Directions for this task =
Go through the records, and copy each line in which the string "created" is present.

++++ Available records

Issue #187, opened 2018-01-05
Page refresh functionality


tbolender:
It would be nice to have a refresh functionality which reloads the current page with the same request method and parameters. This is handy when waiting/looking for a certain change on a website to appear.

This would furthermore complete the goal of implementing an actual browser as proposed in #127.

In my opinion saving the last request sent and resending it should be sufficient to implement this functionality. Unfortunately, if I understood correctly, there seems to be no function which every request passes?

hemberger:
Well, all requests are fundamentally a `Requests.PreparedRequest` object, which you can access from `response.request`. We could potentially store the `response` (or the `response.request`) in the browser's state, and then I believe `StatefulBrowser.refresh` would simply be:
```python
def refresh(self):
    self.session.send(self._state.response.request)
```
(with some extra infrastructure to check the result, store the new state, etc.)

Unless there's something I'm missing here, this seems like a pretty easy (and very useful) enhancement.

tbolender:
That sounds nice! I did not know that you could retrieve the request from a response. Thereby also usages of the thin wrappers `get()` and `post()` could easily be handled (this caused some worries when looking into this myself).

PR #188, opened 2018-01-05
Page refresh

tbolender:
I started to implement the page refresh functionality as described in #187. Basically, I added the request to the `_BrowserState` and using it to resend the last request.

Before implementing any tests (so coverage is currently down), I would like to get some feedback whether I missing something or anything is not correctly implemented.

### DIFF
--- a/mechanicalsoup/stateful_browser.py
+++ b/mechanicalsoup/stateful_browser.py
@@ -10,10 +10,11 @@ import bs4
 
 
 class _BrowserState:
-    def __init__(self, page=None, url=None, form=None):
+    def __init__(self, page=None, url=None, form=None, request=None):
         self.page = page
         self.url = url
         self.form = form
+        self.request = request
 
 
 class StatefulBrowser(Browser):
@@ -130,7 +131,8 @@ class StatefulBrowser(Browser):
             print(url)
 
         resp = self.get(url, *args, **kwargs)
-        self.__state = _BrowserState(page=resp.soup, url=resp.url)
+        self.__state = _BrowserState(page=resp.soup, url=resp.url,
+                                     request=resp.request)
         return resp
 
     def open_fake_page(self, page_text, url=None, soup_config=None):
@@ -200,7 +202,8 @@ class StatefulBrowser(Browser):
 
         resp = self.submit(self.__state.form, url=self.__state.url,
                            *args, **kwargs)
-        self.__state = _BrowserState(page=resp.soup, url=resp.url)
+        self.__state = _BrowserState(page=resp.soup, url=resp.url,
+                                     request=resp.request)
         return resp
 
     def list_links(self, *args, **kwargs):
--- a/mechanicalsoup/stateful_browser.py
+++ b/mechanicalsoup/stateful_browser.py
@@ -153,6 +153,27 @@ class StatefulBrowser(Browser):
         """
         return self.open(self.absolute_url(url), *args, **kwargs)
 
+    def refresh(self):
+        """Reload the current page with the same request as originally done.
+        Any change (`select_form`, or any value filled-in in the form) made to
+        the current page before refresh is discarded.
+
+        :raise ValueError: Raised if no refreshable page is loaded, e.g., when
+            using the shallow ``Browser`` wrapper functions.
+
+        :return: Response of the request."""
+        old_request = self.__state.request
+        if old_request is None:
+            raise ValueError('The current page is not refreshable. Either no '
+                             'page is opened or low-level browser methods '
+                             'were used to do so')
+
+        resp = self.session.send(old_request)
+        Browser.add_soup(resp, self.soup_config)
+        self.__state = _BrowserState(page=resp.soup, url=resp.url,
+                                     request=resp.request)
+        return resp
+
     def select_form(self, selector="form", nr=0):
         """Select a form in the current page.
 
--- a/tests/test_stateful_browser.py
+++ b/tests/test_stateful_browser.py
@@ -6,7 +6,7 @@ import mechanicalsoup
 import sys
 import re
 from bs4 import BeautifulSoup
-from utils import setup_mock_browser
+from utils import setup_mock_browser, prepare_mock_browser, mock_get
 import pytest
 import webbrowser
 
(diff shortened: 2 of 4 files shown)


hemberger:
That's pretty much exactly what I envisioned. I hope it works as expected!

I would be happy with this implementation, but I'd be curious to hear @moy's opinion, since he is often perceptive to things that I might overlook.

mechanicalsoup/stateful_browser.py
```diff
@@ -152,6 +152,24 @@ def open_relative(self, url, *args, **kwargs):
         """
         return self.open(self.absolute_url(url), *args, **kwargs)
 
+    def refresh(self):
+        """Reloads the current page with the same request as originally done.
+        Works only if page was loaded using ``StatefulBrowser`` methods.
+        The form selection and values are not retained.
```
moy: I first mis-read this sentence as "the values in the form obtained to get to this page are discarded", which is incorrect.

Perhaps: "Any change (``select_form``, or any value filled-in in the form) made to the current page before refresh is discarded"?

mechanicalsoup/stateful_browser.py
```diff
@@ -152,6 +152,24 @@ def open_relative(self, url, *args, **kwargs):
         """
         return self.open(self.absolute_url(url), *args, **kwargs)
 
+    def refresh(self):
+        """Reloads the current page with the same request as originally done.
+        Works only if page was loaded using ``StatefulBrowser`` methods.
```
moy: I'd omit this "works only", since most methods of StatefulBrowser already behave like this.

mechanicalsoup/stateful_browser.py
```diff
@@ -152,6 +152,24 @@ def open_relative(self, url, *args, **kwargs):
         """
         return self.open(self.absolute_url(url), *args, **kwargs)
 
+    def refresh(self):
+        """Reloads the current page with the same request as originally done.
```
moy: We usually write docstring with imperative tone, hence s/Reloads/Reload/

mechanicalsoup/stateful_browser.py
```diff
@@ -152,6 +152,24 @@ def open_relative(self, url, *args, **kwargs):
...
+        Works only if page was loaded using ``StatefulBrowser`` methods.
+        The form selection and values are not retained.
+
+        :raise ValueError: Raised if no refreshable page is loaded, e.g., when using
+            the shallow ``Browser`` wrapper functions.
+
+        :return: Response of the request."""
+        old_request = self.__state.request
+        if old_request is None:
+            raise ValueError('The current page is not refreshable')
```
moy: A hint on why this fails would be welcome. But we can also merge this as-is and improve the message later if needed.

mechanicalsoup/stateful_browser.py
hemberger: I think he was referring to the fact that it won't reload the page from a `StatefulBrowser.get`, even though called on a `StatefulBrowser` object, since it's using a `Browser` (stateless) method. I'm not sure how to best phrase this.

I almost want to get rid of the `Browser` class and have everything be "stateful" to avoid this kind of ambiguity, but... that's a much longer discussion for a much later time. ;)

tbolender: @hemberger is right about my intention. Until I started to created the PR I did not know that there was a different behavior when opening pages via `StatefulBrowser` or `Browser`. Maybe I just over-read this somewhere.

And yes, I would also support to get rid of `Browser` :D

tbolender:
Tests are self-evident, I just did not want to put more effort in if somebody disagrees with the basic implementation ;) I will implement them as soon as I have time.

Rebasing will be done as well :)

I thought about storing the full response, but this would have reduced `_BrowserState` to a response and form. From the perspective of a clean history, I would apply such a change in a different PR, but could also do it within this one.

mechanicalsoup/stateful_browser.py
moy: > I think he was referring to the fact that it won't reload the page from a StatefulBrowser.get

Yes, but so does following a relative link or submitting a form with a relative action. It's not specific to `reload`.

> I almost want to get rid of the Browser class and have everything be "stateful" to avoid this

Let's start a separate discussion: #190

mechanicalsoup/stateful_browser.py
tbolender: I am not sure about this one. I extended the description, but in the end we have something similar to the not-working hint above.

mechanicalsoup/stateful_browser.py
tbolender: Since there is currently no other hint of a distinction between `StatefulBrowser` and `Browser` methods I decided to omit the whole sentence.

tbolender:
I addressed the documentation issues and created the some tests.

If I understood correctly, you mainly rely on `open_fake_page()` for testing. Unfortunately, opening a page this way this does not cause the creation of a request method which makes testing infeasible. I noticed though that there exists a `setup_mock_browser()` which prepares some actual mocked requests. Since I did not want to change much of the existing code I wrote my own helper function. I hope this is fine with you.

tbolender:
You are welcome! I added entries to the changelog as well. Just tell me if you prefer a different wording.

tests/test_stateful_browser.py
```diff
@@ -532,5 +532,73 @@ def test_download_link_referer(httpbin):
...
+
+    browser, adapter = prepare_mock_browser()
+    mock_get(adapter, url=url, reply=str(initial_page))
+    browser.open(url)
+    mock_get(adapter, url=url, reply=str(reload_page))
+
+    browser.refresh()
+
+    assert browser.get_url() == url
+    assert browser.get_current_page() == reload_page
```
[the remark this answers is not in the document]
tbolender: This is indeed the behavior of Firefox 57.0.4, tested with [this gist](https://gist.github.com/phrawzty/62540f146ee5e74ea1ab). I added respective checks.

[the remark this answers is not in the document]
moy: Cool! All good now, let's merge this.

++++++++
++++ Available records

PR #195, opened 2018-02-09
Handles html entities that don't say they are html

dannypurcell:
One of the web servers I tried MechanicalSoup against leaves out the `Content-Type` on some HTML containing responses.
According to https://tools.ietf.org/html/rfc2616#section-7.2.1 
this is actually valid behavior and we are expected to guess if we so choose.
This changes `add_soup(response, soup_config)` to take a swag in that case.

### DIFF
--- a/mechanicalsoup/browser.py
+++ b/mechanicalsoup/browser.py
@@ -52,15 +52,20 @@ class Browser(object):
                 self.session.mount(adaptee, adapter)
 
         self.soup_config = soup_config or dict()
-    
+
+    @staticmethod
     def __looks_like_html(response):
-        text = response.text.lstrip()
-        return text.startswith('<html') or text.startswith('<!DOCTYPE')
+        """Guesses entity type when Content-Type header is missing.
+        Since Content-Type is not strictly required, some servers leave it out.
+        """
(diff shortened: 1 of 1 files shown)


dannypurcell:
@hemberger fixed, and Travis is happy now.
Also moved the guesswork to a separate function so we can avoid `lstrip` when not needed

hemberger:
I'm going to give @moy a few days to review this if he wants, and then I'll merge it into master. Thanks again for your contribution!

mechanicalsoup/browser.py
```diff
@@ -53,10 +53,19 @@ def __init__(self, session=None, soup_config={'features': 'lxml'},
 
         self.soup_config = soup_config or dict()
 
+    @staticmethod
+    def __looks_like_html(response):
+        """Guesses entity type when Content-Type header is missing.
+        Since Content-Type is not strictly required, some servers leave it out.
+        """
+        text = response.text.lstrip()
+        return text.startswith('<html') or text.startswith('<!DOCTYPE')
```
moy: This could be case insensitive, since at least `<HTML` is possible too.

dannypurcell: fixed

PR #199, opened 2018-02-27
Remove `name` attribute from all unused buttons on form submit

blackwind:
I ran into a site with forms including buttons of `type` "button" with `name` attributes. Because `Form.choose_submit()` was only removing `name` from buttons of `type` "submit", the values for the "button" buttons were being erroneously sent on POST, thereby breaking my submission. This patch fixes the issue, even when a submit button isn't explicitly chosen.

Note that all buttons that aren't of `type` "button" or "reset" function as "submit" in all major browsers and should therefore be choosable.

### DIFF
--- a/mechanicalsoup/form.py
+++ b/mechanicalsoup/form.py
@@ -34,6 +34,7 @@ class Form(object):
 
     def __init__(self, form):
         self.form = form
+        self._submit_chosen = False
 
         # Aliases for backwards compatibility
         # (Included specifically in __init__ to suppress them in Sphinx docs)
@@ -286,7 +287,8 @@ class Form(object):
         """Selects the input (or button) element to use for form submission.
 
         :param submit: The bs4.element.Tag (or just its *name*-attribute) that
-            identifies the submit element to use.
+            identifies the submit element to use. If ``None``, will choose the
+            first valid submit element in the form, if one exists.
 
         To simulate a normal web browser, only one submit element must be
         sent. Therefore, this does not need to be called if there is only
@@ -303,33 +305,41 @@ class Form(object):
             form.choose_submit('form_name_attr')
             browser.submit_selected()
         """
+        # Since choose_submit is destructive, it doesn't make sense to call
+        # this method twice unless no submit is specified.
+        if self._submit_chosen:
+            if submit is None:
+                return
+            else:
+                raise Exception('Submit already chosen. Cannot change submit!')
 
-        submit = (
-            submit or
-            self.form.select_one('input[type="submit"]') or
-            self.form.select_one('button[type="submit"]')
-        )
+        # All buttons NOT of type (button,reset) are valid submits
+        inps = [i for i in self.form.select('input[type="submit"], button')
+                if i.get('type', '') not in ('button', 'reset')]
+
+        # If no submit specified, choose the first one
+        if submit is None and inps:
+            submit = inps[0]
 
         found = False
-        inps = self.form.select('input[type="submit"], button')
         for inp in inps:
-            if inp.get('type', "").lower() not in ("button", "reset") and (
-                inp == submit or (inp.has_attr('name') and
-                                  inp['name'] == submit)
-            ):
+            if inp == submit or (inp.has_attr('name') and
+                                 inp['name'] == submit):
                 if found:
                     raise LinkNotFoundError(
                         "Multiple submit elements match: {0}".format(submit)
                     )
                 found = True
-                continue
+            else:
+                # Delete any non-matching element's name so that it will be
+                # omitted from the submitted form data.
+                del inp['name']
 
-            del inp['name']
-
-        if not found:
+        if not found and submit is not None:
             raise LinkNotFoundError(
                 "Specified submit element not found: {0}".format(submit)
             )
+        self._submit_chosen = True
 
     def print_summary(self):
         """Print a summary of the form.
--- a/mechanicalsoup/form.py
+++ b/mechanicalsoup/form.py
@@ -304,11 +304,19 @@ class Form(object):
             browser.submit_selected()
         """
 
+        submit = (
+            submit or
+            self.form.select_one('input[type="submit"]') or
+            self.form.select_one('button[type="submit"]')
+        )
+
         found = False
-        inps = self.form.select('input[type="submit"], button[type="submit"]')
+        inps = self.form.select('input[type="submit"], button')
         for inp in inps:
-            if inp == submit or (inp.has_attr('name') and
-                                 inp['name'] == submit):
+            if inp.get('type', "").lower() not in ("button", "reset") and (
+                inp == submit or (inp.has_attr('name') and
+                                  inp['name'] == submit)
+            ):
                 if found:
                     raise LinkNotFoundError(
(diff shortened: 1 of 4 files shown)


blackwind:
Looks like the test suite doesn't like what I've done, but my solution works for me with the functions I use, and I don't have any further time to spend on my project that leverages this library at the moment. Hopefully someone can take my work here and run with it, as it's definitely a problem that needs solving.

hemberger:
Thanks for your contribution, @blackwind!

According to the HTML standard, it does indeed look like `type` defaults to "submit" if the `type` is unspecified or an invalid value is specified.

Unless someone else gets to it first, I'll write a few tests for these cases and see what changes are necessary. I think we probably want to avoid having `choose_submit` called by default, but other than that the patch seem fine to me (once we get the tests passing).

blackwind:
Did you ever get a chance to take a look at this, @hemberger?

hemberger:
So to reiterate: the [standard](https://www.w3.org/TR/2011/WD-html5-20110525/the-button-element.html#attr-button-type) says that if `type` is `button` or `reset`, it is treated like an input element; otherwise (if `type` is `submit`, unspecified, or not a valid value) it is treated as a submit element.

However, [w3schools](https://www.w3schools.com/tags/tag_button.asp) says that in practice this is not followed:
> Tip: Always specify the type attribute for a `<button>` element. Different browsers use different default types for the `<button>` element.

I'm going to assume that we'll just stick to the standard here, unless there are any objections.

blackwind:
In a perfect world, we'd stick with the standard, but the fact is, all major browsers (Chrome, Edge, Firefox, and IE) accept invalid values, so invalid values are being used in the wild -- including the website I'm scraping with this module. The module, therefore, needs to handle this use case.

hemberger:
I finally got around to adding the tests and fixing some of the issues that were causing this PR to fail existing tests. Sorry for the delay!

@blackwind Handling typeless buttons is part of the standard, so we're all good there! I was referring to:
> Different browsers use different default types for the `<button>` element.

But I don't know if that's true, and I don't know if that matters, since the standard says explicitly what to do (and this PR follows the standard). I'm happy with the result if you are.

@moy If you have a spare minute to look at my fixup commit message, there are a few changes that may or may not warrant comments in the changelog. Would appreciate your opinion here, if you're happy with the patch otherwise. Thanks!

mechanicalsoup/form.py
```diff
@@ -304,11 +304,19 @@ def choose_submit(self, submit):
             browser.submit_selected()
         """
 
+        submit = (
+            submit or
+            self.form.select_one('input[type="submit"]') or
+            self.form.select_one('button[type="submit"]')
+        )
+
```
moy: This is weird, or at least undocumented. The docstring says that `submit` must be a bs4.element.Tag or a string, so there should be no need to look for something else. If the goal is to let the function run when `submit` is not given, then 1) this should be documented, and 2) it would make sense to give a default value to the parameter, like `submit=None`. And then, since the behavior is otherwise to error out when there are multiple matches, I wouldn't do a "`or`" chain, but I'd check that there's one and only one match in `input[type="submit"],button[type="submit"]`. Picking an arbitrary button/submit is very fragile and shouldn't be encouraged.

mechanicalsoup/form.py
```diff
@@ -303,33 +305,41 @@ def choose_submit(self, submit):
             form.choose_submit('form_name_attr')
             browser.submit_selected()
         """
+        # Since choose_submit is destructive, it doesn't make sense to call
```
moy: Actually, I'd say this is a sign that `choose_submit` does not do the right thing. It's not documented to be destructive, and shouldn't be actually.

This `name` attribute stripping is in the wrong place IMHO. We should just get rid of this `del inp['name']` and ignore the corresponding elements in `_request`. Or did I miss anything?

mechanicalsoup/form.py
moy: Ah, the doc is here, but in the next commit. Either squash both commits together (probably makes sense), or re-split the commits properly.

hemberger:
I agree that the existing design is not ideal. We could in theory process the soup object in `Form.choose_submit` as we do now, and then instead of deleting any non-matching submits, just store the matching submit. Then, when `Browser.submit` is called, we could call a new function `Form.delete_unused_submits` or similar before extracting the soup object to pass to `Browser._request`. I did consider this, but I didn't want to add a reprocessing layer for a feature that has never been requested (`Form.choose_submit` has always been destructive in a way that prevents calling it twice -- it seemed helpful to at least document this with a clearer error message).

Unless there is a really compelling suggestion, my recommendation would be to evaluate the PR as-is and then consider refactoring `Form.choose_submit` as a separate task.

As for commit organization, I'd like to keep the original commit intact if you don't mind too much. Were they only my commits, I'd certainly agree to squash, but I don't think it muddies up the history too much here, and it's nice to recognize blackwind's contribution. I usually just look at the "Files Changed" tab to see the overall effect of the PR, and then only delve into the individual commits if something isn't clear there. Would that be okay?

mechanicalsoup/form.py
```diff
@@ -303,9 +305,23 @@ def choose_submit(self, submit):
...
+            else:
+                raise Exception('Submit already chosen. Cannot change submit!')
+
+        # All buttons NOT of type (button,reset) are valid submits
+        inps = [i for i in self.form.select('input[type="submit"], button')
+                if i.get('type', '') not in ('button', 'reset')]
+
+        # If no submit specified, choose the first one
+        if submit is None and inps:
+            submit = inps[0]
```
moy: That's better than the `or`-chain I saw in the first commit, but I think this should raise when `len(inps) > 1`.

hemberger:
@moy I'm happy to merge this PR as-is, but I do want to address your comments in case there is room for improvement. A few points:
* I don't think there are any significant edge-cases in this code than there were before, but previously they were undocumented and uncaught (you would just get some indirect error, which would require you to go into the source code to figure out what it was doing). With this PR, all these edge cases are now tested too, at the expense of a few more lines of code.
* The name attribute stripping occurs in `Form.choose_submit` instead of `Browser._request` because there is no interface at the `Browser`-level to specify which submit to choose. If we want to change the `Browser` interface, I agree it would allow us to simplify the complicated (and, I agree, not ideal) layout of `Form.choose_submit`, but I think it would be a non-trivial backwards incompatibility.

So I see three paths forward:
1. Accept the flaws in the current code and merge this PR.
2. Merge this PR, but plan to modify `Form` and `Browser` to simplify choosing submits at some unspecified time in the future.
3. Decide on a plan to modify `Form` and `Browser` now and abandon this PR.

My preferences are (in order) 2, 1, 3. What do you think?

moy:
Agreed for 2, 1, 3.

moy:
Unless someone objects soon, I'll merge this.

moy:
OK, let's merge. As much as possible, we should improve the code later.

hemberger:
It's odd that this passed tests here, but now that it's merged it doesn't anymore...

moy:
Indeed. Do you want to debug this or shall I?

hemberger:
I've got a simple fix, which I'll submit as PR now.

++++++++
++++ Available records

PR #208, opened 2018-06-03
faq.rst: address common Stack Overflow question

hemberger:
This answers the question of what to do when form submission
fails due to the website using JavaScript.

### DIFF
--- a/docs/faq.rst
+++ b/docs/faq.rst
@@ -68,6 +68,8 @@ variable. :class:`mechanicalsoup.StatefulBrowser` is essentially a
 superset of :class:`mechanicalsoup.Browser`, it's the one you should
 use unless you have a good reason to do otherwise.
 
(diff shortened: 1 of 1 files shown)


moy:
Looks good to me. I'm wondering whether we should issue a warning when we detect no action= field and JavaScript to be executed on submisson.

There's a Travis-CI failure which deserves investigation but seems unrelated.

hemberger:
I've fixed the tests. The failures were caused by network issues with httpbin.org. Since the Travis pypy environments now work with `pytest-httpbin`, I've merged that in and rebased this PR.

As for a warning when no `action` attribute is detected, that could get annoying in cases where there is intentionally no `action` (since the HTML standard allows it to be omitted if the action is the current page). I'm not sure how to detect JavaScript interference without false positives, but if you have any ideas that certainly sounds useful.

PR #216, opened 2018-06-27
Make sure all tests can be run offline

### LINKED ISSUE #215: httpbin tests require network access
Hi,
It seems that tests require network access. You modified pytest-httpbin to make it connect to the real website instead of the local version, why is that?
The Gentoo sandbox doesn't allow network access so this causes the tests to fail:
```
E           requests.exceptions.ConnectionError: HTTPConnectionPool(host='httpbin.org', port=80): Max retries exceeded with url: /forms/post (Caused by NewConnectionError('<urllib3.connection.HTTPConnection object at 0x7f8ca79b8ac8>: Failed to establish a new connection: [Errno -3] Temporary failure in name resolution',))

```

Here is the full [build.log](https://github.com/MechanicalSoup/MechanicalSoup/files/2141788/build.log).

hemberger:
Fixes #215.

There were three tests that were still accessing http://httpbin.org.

++++++++

Result of the task =
tbolender: @hemberger is right about my intention. Until I started to created the PR I did not know that there was a different behavior when opening pages via `StatefulBrowser` or `Browser`. Maybe I just over-read this somewhere.
I addressed the documentation issues and created the some tests.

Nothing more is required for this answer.